Bug 2221648

Summary: nmpolicy capture leaves dhcp values which blocks further policies
Product: Red Hat Enterprise Linux 9 Reporter: Yossi Segev <ysegev>
Component: nmstateAssignee: Gris Ge <fge>
Status: CLOSED MIGRATED QA Contact: Mingyu Shi <mshi>
Severity: unspecified Docs Contact:
Priority: unspecified    
Version: 9.2CC: ferferna, jiji, jishi, network-qe, sfaye, till
Target Milestone: rcKeywords: MigratedToJIRA, Triaged
Target Release: ---   
Hardware: Unspecified   
OS: Unspecified   
Whiteboard:
Fixed In Version: Doc Type: If docs needed, set a value
Doc Text:
Story Points: ---
Clone Of: Environment:
Last Closed: 2023-08-17 09:57:44 UTC Type: Bug
Regression: --- Mount Type: ---
Documentation: --- CRM:
Verified Versions: Category: ---
oVirt Team: --- RHEL 7.3 requirements from Atomic Host:
Cloudforms Team: --- Target Upstream Version:
Embargoed:
Attachments:
Description Flags
1-static-ip-primary-net.yaml none

Description Yossi Segev 2023-07-10 13:46:44 UTC
Created attachment 1974978 [details]
1-static-ip-primary-net.yaml

Description of problem:
Applying a dynamic IP (DHCP) configuration on a cluster node's primary interface leaves DHCP configuration values, which then block other policies from being applied.

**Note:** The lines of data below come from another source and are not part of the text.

PR #9646, opened 2020-12-14
test: add document.css level styles tests

mshabarov:
Adds a tests for checking that the document.css file is injected to the document scope and not injected to embedded element shadow root.

Fixes: https://github.com/vaadin/flow/issues/9552


flow-tests/test-embedding/test-embedding-application-theme/frontend/themes/embedded-theme/document.css
```diff
@@ -1,4 +1,4 @@
 @font-face {
-    font-family: "Ostrich";
-    src: url("./font/ostrich-sans-regular.ttf") format("TrueType");
+    font-family: "Open Sans";
```
caalador, line 2: Is there a reason to change the font away form Ostrich? 
Also now that you didn't update the global.css that uses Ostrich the feature can't be validated visually by opening the application.

caalador (changes requested):

flow-tests/test-embedding/test-embedding-application-theme/frontend/themes/embedded-theme/document.css
mshabarov: I think I've just mixed up the semantics of `global.css` and `document.css`.
According to a feature design doc:
>A special document.css stylesheet for css that doesn’t work inside SD and need to be loaded into the document root, such as @font-face declarations, when these need to work for components embedded into a non-Vaadin-app such as the design system documentation tool (DocBuilder).
Java components exported as WCs using Flow’s WebComponentExporter apply the theme’s styles automatically inside the exported WC and css defined in document.css (e.g. @font-face declarations) to the document itself.

The `Ostrich` font defined/imported in `document.css` and assigned in `global.css` within the `:host` block, should be propagated to document root and applied to an embedded component.

So, I've reverted the changes to global css and font folder and changed the tests accordingly.

flow-tests/test-embedding/test-embedding-application-theme/src/test/java/com/vaadin/flow/webcomponent/ApplicationThemeComponentIT.java
```diff
@@ -88,4 +88,42 @@ public void componentThemeIsApplied_forPolymerAndLit() {
...
+        Long adoptedStyles = (Long) getCommandExecutor().executeScript(
+                "return document.adoptedStyleSheets !== undefined ? document"
+                        + ".adoptedStyleSheets.length : 0");
+
+        Assert.assertTrue(
+                "Expected the document root to have the adopted styles",
+                adoptedStyles > 0);
+
+        Object ostrichFontStylesFound = getCommandExecutor().executeScript(
+                "return document.adoptedStyleSheets.map(styleSheet => styleSheet"
```
caalador, line 105: I feel this doesn't check that the `@font-face` declaration has been inserted only that some arbitrary rule in position 0 contains ostrich as a string part.
Expecting it to always be in index 0 is also easily broken by some minor change.
I would propose to make it more robust by using for instance
```
let found = false;
for (let as=0; as<document.adoptedStyleSheets.length;++as) {
    let styleSheetRules = document.adoptedStyleSheets[as].rules;
    for (var ss = 0; ss < styleSheetRules.length; ++ss) {
        let cssRule = styleSheetRules[ss];
            if (cssRule instanceof CSSFontFaceRule && cssRule.cssText.startsWith("@font-face { font-family: Ostrich;")) {
                found = true;
            } 
    }
}
return found;
```

This would guarantee that it is the `@font-face` declaration.

flow-tests/test-embedding/test-embedding-application-theme/src/test/java/com/vaadin/flow/webcomponent/ApplicationThemeComponentIT.java
```diff
@@ -88,4 +88,42 @@ public void componentThemeIsApplied_forPolymerAndLit() {
...
+    @Test
+    public void documentCssFonts_fromLocalCssFile_fontAppliedToEmbeddedComponent() {
+        open();
+
+        Object ostrichFontStylesFoundForEmbedded = getCommandExecutor()
+                .executeScript(
+                        "return document.getElementsByTagName('themed-component')[0]"
+                                + ".shadowRoot.adoptedStyleSheets.map(styleSheet => "
+                                + "styleSheet.cssRules[0].cssText).filter(cssText => "
+                                + "cssText.indexOf('Ostrich') > 0).length > 0;");
```
caalador, line 123: Same script as above, but the result should be false as the `@font-face` declaration should not be added to the embedded component.

caalador (changes requested):

flow-tests/test-embedding/test-embedding-application-theme/src/test/java/com/vaadin/flow/webcomponent/ApplicationThemeComponentIT.java
mshabarov: Done

flow-tests/test-embedding/test-embedding-application-theme/src/test/java/com/vaadin/flow/webcomponent/ApplicationThemeComponentIT.java
mshabarov: Done

caalador (approved):

PR #9649, opened 2020-12-14
fix(offline): simple state transitions when only Connect client is loaded

### LINKED ISSUE #9506: the connection state indicator is not visible in pure Fusion apps
When building an app with Fusion I expect the connection state indicator to be visible even if I do not add any server-side views, so that the UX is consistent between Fusion / Flow / hybrid Vaadin apps. With Flow 6.0.pr-9427-SNAPSHOT this is not the case.

Steps to reproduce:
 - create a TS + HTML app with start.vaadin.com
 - override the versions of Vaadin and Flow to 19.0-SNAPSHOT and 6.0.pr-9427-SNAPSHOT
 - remove the `Flow` import and the use of server-side routes in `index.ts`:
    ```typescript
    import { Flow } from '@vaadin/flow-frontend/Flow';
    
    const { serverSideRoutes } = new Flow({
      imports: () => import('../target/frontend/generated-flow-imports'),
    });
    ```
 - start the app
 - turn on the offline more in the browser dev tools
 - see that there is no connection state indicator

joheriks:
In pure fusion apps (`Flow.ts` not loaded), the indicator will directly reflect the
`navigator.onLine` state. If `Flow.ts` is loaded, a simple server connectivity check 
is done instead. If additionally the GWT client is loaded, the V14 reconnection logic 
(same as after missed heartbeat) will be done instead.

Fixes #9506.


platosha (approved):

flow-client/src/main/resources/META-INF/resources/frontend/Connect.ts
```diff
@@ -285,6 +285,19 @@ export class ConnectClient {
 
     // ensure connection indicator is visible from this entry point
     getConnectionIndicator();
+
+    // Listen to browser online/offline events and update the loading indicator accordingly.
+    // Note: if Flow.ts is loaded, it instead handles the state transitions.
+    $wnd.addEventListener('online', () => {
+      if ($wnd.Vaadin.Flow === undefined) {
```
fluorumlabs, line 292: I know it's a bit of the edge case, but `Vaadin.Flow` could be also defined if there is an embedded Flow component (not the whole application, just a component, probably even coming from another server)

haijian-vaadin: Any suggestions on how it can be improved?

haijian-vaadin: I prefer to merge the PR now, as the fix is more important than covering the edge case atm. 
After the merge, we can start merging the offline branch to master, which can unblock the release. 
Further suggestions can be applied to the master branch later on.

fluorumlabs: Hard to say. To me it looks Flow client doesn't listen to `online`/`offline` events at all. Needs to be rechecked though.

fluorumlabs: > I prefer to merge the PR now, as the fix is more important than covering the edge case atm.

Sure thing. Let's move this to technical debt :)

joheriks: https://github.com/vaadin/flow/blob/feature/offline/flow-client/src/main/java/com/vaadin/client/communication/DefaultConnectionStateHandler.java#L541-L551

Issue #9585, opened 2020-12-07
Support making reusable ApplicationTheme


caalador:
The feature for supporting reusable application theme should be added. This would mean creating a jar that only contains theme resources and a java class with Npm resource annotations if needed.

For an example see https://github.com/Artur-/theme-example/tree/reusable

There should be a test module that applies the theme from the jar file.

pleku:
#### Acceptance Criteria
- [ ] Adding a module with a theme that has some css and resources in src/main/resources/META-INF/resources/themes/reusable-theme/ and it is used by another module

tanbt:
When packaging themes to JAR file, themes from (at least) two locations:
* `src/main/resources/META-INF/resources/themes/` 
* `frontend/themes/`
should be packaged, together with the related Java files which contains `@NpmPackage`.

PR #9650, opened 2020-12-14
Support reusable application theme

tanbt:
Resolves https://github.com/vaadin/flow/issues/9585


flow-server/src/main/resources/webpack.generated.js
```diff
@@ -228,7 +231,7 @@ module.exports = {
 
     new ApplicationThemePlugin({
       // The following matches target/flow-frontend/theme/theme-generated.js and not frontend/themes
```
caalador, line 233: Comment is wrong now. Should be updated to say it for the theme-generated and for the jar theme

caalador (changes requested):

flow-server/src/main/resources/webpack.generated.js
tanbt: Updated.

flow-tests/test-resources/src/main/java/com.vaadin.apptheme.reusabletheme/Dependency.java
```diff
@@ -0,0 +1,8 @@
+package org.vaadin.apptheme.reusabletheme;
```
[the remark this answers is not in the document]
tanbt: Moved to reusable module.

flow-tests/test-resources/src/main/resources/META-INF/resources/themes/reusable-theme/README.md
```diff
@@ -0,0 +1,2 @@
+This theme is cloned from frontend/themes/app-theme.
```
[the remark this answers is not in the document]
tanbt: Moved to reusable module.

pom.xml
```diff
@@ -36,6 +36,7 @@
         <module>flow-bom</module>
         <module>fusion-endpoint</module>
         <module>build-tools</module>
+        <module>flow-tests/test-application-theme/reusable-theme</module>
```
caalador, line 39: This is fine to build only in test-application-theme when it is built. it shouldn't be used outside of the module.

flow-tests/test-application-theme/reusable-theme/pom.xml
```diff
@@ -0,0 +1,20 @@
...
+    <modelVersion>4.0.0</modelVersion>
+
+    <artifactId>reusable-theme</artifactId>
+    <name>Flow reusable application theme</name>
+    <packaging>jar</packaging>
+
+    <properties>
+        <maven.deploy.skip>true</maven.deploy.skip>
+    </properties>
+
```
caalador, line 19: I expect that you will need some flow dependencies to get the imports to compile as at least flow-tests only depend on lumo and not much else.

caalador (changes requested):

pom.xml
tanbt: Removed.

flow-tests/test-application-theme/reusable-theme/pom.xml
tanbt: Some flow dependencies are already in the parent (or grandparent) of this module already. Is that enough?

caalador: Should be fine if it compiles.

flow-tests/test-application-theme/reusable-theme/src/main/resources/META-INF/resources/themes/reusable-theme/global.css
```diff
@@ -0,0 +1,26 @@
...
+    height: 274px;
+    display: block;
+}
+
+#octopuss {
+    background-image: url('/octopuss.jpg');
+    width: 224px;
+    height: 224px;
+    display: block;
+}
```
caalador, line 26: Not certain we would want the external urls in the reusable theme as then the one reusing should somehow have them served.

caalador (changes requested):

flow-tests/test-application-theme/reusable-theme/src/main/resources/META-INF/resources/themes/reusable-theme/global.css
tanbt: Yeah, make sense.
It's not a good practice to to call an external resources inside an independent theme pack (JAR file).
Should we remove this test?

flow-server/src/main/java/com/vaadin/flow/server/Constants.java
```diff
@@ -240,6 +240,16 @@
      */
     public static final String RESOURCES_FRONTEND_DEFAULT = "META-INF/frontend";
 
+    /**
+     * The name of the application theme root folder.
+     */
+    public static final String APPLICATION_THEME_ROOT = "themes";
```
caalador, line 246: @taefi  is running for this to be in FrontendUtils.
> Of course, agree to define it once, but I have a feeling that it is better to define it here since many other 
> default/hardcoded path and folder constants defined in this file, e.g. NODE_MODULES, FRONTEND, 
> DEFAULT_NODE_DIR, DEFAULT_FRONTEND_DIR, etc. I propose to keep it here but rename it to 
> APPLICATION_THEME_ROOT as Tan defined.

tanbt: So should I move this constant to `FrontendUtils`? Or @taefi  will do that in his PR?

pleku: Please resolve this kind of trivial issues as fast as possible by e.g. just agreeing over Slack

pleku (approved):

caalador (approved):

tanbt:
I guess @taefi  can continue from `master`, i.e. moving `APPLICATION_THEME_ROOT` to FrontendUtils
and update the comment `// If we define a theme name we need to import theme/theme-generated.js` to `.... themes/theme-generated.js`

PR #9652, opened 2020-12-14
fix(offline): Rewrite <base href> in service worker using sw scope

### LINKED ISSUE #8878: Offline start should work for deep URLs as well
When starting the app offline, from a cached app shell, as a developer I want to Vaadin to rewrite the base URL in the cached app shell so that it consistently points to the application deployment root URL regardless of whether the app is offline-started from the root URL (`https://my.app.com/`) or from a deep URL (`https://my.app.com/some/path`) so that users can start the app from deep URLs as well.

Version-Release number of selected component (if applicable):
OCP cluster version 4.13.4
kubernetes-nmstate-operator.4.13.0-202306070816
nmstate-2.2.9-6.rhaos4.13.el8.x86_64


How reproducible:
Always


Steps to Reproduce:
1.
Label a cluster node with {"capture": "allow"}:
$ oc label node cnv-qe-18.cnvqe.lab.eng.rdu2.redhat.com "capture"="allow"
* Change the node name to the name of a node in your cluster.

2.
Apply the attached setup policies 1-static-ip-primary-net.yaml and 2-capture-br1-deployment.yaml
* Wait for the first policy to finish successfully before applying the second policy.
* Set the nodeSelector in 1-static-ip-primary-net.yaml to point to the name of same node you labeled.

3.
Apply the attached teardown policies 3-capture-br1-teardown.yaml and 4-dynamic-ip-primary-net.yaml
* Once again - change the nodeSelector in 4-dynamic-ip-primary-net.yaml

4.
Check the NNS of the node, specifically the primary interface:
$ oc get nns net-ys-4132s-2-k8htj-worker-0-2mn4r -o yaml | less
      ipv4:
        address:
        - ip: 192.168.0.176
          prefix-length: 18
        dhcp: false
        dhcp-client-id: ll
        enabled: true
      ipv6:
        addr-gen-mode: eui64
        address:
        - ip: fe80::3998:9201:288e:90c5
          prefix-length: 64
        - ip: fe80::f816:3eff:fefc:319b
          prefix-length: 64
        autoconf: false
        dhcp: false
        dhcp-duid: ll
        enabled: true
      lldp:
        enabled: false
      mac-address: FA:16:3E:FC:31:9B
      max-mtu: 7950
      min-mtu: 68
      mptcp:
        address-flags: []
      mtu: 7950
      name: ens3
      state: up
      type: ethernet
      wait-ip: any

"dhcp-client-id: ll" was added to ipv4, and "dhcp-duid: ll" was added to ipv6.

5.
Try applying the 2 setup policies again (1-static-ip-primary-net.yaml and 2-capture-br1-deployment.yaml).


Actual results:
Applying the second policy fails.


Expected results:
Configuration applied successfully.


Additional info:
1. According to the NNCE, the new added parameter is to blame:
    325 [2023-07-10T13:17:10Z INFO  nmstate::query_apply::net_state] Retrying on: VerificationError: Verification failure: capture-br1.interface.ipv4.dhcp-client-id desire '    325 "ll"', current 'null'
2. The attached journalctl and nmstate-handler pod logs start just before applying the first policy, and stop after applying the last teardown policy (in order to avoid unnecessary noise).